A DECO PROTESTE enviou um cliente-mistério a 17 centros auditivos, à procura de soluções para ouvir melhor. Todos recomendaram próteses adequadas, mas, muitas vezes, o diagnóstico esteve a cargo de profissionais não habilitados, a entrega dos exames foi recusada, e o “orçamento” resumiu-se a um número, escrito num cartão de visita.

26 janeiro 2023 Exclusivo
Consulta no centro auditivo

iStock

A DECO PROTESTE  enviou um colaborador com problemas auditivos a 17 centros auditivos, em busca de soluções para o seu caso.
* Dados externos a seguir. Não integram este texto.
PR #691, opened 2025-09-30
hproxy: add method whitelisting

AL-CT:
**Summary**
Creates an ethereum RPC method whitelist to hproxy (e.g., `eth_getBlockByNumber`).

**Changes**
Adds a new field to the hproxy server cfg where each allowed method must be explicitly passed.

**Notes**
We decode each request into an `EthereumRequest`, checking the method. This prevents requests that do not comply to the ethereum RPC message structure to be denied. I think this is fine, and maybe even preferred, as other parts of the code also make the assumption that all nodes are Ethereum Nodes.


service/hproxy/hproxy.go
```diff
@@ -566,6 +601,26 @@ func (s *Server) handleProxyRequest(w http.ResponseWriter, r *http.Request) {
...
+	if err != nil {
+		return err
+	}
+	r.Body = io.NopCloser(bytes.NewReader(data))
+
+	var j EthereumRequest
+	if err := json.NewDecoder(bytes.NewReader(data)).Decode(&j); err != nil {
+		return errors.New("unknown request type")
+	}
+	if _, ok := s.whitelist[j.Method]; !ok {
```
ClaytonNorthey92, line 653: nit: a common practice is to make the map of type `map[string]bool`, since `false` is the default for bools, you could then clean this up a bit like
```go
if !s.whitelist[j.Method] { ... }
```

service/hproxy/hproxy.go
```diff
@@ -170,6 +188,8 @@ type Server struct {
 	hvmHandlers []HVMHandler       // hvm nodes
 	clients     map[string]*client // [ip_address]server_id
 
+	whitelist map[string]interface{} // method filter
```
joshuasing: I think we could use an empty struct (`struct{}`) here to make sure this doesn't use any resources: https://dave.cheney.net/2014/03/25/the-empty-struct
```suggestion
	whitelist map[string]struct{} // method filter
```

service/hproxy/hproxy.go
```diff
@@ -566,6 +601,26 @@ func (s *Server) handleProxyRequest(w http.ResponseWriter, r *http.Request) {
 //	}
 // }
 
+func (s *Server) filterRequest(r *http.Request) error {
+	// copy and reset body
+	const byteLimit = 5 * 1024 * 1024 // 5 MiB
```
marcopeereboom: const on top of file.

service/hproxy/hproxy.go
```diff
@@ -198,6 +218,7 @@ func NewServer(cfg *Config) (*Server, error) {
 			Name:      "proxy_calls",
 			Help:      "The total number of successful proxy calls",
 		}),
+		whitelist: make(map[string]any, len(cfg.MethodFilter)),
```
marcopeereboom: does whitelist need locks?

service/hproxy/hproxy.go
```diff
@@ -566,6 +601,26 @@ func (s *Server) handleProxyRequest(w http.ResponseWriter, r *http.Request) {
 //	}
 // }
 
+func (s *Server) filterRequest(r *http.Request) error {
+	// copy and reset body
+	const byteLimit = 5 * 1024 * 1024 // 5 MiB
+	lr := io.LimitReader(r.Body, byteLimit)
+	data, err := io.ReadAll(lr)
+	if err != nil {
+		return err
```
marcopeereboom, line 645: does this fail if byteLimit is hit?

service/hproxy/hproxy_test.go
```diff
@@ -316,7 +338,30 @@ func TestProxy(t *testing.T) {
...
+	time.Sleep(250 * time.Millisecond)
+
+	// Send invalid command
+	err := request(t.Context(), serverID, hpCfg, "invalid")
+	if !errors.Is(err, ErrForbiddenMethod) {
+		t.Fatalf("expected %v, got %v", ErrForbiddenMethod, err)
+	}
+
+	// Send valid command
+	err = request(t.Context(), serverID, hpCfg, "valid")
```
ClaytonNorthey92: nit: this should be a separate test, perhaps a table-driven test of different methods and configs, we're also missing tests for if the list is omitted

service/hproxy/hproxy.go
```diff
@@ -462,6 +487,16 @@ func (s *Server) handleProxyRequest(w http.ResponseWriter, r *http.Request) {
 
 	startTime := time.Now()
 
+	if err := s.filterRequest(r); err != nil {
+		if errors.Is(err, ErrForbiddenMethod) {
+			w.Header().Set("Allow", strings.Join(s.cfg.MethodFilter, ", "))
+			w.WriteHeader(http.StatusMethodNotAllowed)
+			return
+		}
+		w.WriteHeader(http.StatusBadRequest)
```
ClaytonNorthey92: could we log the error out here? if people start complaining "hey we're only getting `StatusBadRequest`s!", we need to debug

service/hproxy/hproxy.go
```diff
@@ -462,6 +487,16 @@ func (s *Server) handleProxyRequest(w http.ResponseWriter, r *http.Request) {
 
 	startTime := time.Now()
 
+	if err := s.filterRequest(r); err != nil {
+		if errors.Is(err, ErrForbiddenMethod) {
+			w.Header().Set("Allow", strings.Join(s.cfg.MethodFilter, ", "))
+			w.WriteHeader(http.StatusMethodNotAllowed)
```
joshuasing: I am not sure HTTP Status 405 is appropriate for a JSON-RPC method not being allowed - I think it is only recommended for use when the HTTP method is not allowed.

It looks like `proxyd` writes a JSON-RPC error, which is what we should probably do: https://github.com/ethereum-optimism/infra/blob/0ef294beca024a689069fb0cbc8e31cda830ac6b/proxyd/backend.go#L49-L53

(same for the BadRequest below most likely)

service/hproxy/hproxy.go
marcopeereboom: That's a DDOS waiting to happen. We certainly should make it Debugf

service/hproxy/hproxy.go
```diff
@@ -566,6 +601,26 @@ func (s *Server) handleProxyRequest(w http.ResponseWriter, r *http.Request) {
 //	}
 // }
 
+func (s *Server) filterRequest(r *http.Request) error {
+	// copy and reset body
+	const byteLimit = 5 * 1024 * 1024 // 5 MiB
+	lr := io.LimitReader(r.Body, byteLimit)
```
joshuasing: If a request exceeds 5 MiB, the `json.NewDecoder` will likely fail to decode (e.g. unclosed `}`s). Do we want to add some kind of global request size limiter, and use that here? Then all requests exceeding that can be blocked 🤔

service/hproxy/hproxy.go
joshuasing: I think `_, ok :=` is more idiomatic and far more common in Go stdlib - please correct me if I am wrong.
This also means we can use `map[string]struct{}` which uses far less resources.

service/hproxy/hproxy.go
marcopeereboom: Agreed

service/hproxy/hproxy.go
marcopeereboom: Yes please

CHANGELOG.md
```diff
@@ -34,7 +34,7 @@ and this project adheres to [Semantic Versioning](https://semver.org/spec/v2.0.0
 
 - Add **hproxyd**, a simple and efficient RPC request proxy to replace
   `proxyd` ([#568](https://github.com/hemilabs/heminetwork/pull/568), [#574](https://github.com/hemilabs/heminetwork/pull/574),
-  [#576](https://github.com/hemilabs/heminetwork/pull/576)).
+  [#576](https://github.com/hemilabs/heminetwork/pull/576), [#691](https://github.com/hemilabs/heminetwork/pull/691)).
```
joshuasing: This is the changelog for v2.0.0, which this commit will not be included in.

Could we add a separate entry under the `[Unreleased]` -> `Changed` or `Added` section (see https://keepachangelog.com/en/1.1.0/ for examples)

docker/hproxyd/goreleaser.Dockerfile
```diff
@@ -33,6 +33,7 @@ COPY $TARGETPLATFORM/hproxyd /usr/local/bin/hproxyd
 # Environment variables
 ENV HPROXY_CLIENT_IDLE_TIMEOUT=""
 ENV HPROXY_HVM_URLS=""
+ENV HPROXY_METHOD_WHITELIST=""
```
joshuasing, line 36: Also needed in `Dockerfile` I think.

service/hproxy/hproxy.go
joshuasing: Also see https://github.com/hemilabs/heminetwork/pull/691/files#r2391359581

service/hproxy/hproxy.go
AL-CT: It will only read up to the amount of bytes set in the `LimitReader`. It's there to prevent any malicious requests that might be extremely large

service/hproxy/hproxy.go
AL-CT: added a justification for why not

service/hproxy/hproxy.go
AL-CT: Fixed 👍

service/hproxy/hproxy.go
AL-CT: In this case I agree with Joshua, that's generally the convention I have seen most often, and does save space 👍

service/hproxy/hproxy.go
AL-CT: Good point, fixed 👍

CHANGELOG.md
AL-CT: Oops, apologies. Fixed 👍

docker/hproxyd/goreleaser.Dockerfile
AL-CT: Yup, added 👍

service/hproxy/hproxy.go
AL-CT: As discussed, will create an [issue](https://github.com/hemilabs/heminetwork/issues/693) to make all of these responses into JSON-RPC, so it can be addressed in a separate PR. Meanwhile, will change the HTTP Status to `403` (Forbidden).

EDIT: Also added a few other possible status codes

service/hproxy/hproxy.go
AL-CT: Fixed 👍

service/hproxy/hproxy.go
marcopeereboom: But I asked if it fails :-)

service/hproxy/hproxy.go
AL-CT: Also added a few other possible status codes

service/hproxy/hproxy.go
AL-CT: Added a check for the request size, will that work? Still keeping the limit reader in case the `contentLength` is -1 and thus size is unknown.

service/hproxy/hproxy_test.go
AL-CT: Extended the test cases 👍

ClaytonNorthey92 (approved):

service/hproxy/hproxy.go
AL-CT: Oh, sorry 🙂
It will not, but if in reading less than the total it becomes unreadable, it will fail when decoding.
Also, added a different check above it

CHANGELOG.md
```diff
@@ -7,6 +7,10 @@ and this project adheres to [Semantic Versioning](https://semver.org/spec/v2.0.0
 
 ## [Unreleased]
 
+### Added
+
+- Method whitelist to hproxy ([#691](https://github.com/hemilabs/heminetwork/pull/691))
```
joshuasing: More consistent with other entries:
```suggestion
- Add RPC request method whitelist to hproxy ([#691](https://github.com/hemilabs/heminetwork/pull/691)).
```

service/hproxy/hproxy.go
AL-CT: Replaced with MaxBytesReader so it does fail

service/hproxy/hproxy.go
AL-CT: Changed the code to use `http.MaxBytesReader`, so any request we try to read that is above the set amount, will fail as we read it, and not after.

service/hproxy/hproxy.go
```diff
@@ -566,6 +622,28 @@ func (s *Server) handleProxyRequest(w http.ResponseWriter, r *http.Request) {
 //	}
 // }
 
+func (s *Server) filterRequest(r *http.Request) error {
+	// copy and reset body
+	data, err := io.ReadAll(r.Body)
+	if err != nil {
+		maxBytesError := &http.MaxBytesError{}
+		if errors.As(err, &maxBytesError) {
```
joshuasing, line 642: I think we can do this:
```suggestion
		var maxBytesError http.MaxBytesError
		if errors.As(err, &maxBytesError) {
```

AL-CT: Apparently not: `second argument to errors.As must be a non-nil pointer to either a type that implements error, or to any interface type`

cmd/hproxyd/hproxyd.go
```diff
@@ -85,6 +91,12 @@ var (
 			Help:         "frequency that hproxy pokes nodes for health information",
 			Print:        config.PrintAll,
 		},
+		"HPROXY_REQUEST_SIZE": config.Config{
+			Value:        &cfg.MaxRequestSize,
+			DefaultValue: cfg.MaxRequestSize,
```
marcopeereboom, line 96: Is this humanized? if not we should do that.

AL-CT: Fixed 👍

service/hproxy/hproxy.go
joshuasing: Interesting, okay. Thanks!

O objetivo não foi avaliar a qualidade dos atos, nem dos aparelhos, mas verificar se os centros seguem as boas práticas de diagnóstico e se propõem a solução mais adequada para a pessoa.

Em Portugal, há poucos dados de prevalência de problemas auditivos, sendo os mais recentes os dos Censos 2021: das pessoas que responderam às perguntas facultativas sobre as dificuldades do dia-a-dia, 16% reportaram problemas auditivos, na maioria, leves. A frequência aumenta com a idade, agravando-se a partir dos 40 anos. Segundo o Inquérito Nacional de Saúde com Exame Físico, realizado pelo Instituto Nacional de Saúde Doutor Ricardo Jorge, em 2015, cerca de 42% dos idosos tinham dificuldade em ouvir, situação que, provavelmente, não melhorou, dado termos uma população ainda mais envelhecida.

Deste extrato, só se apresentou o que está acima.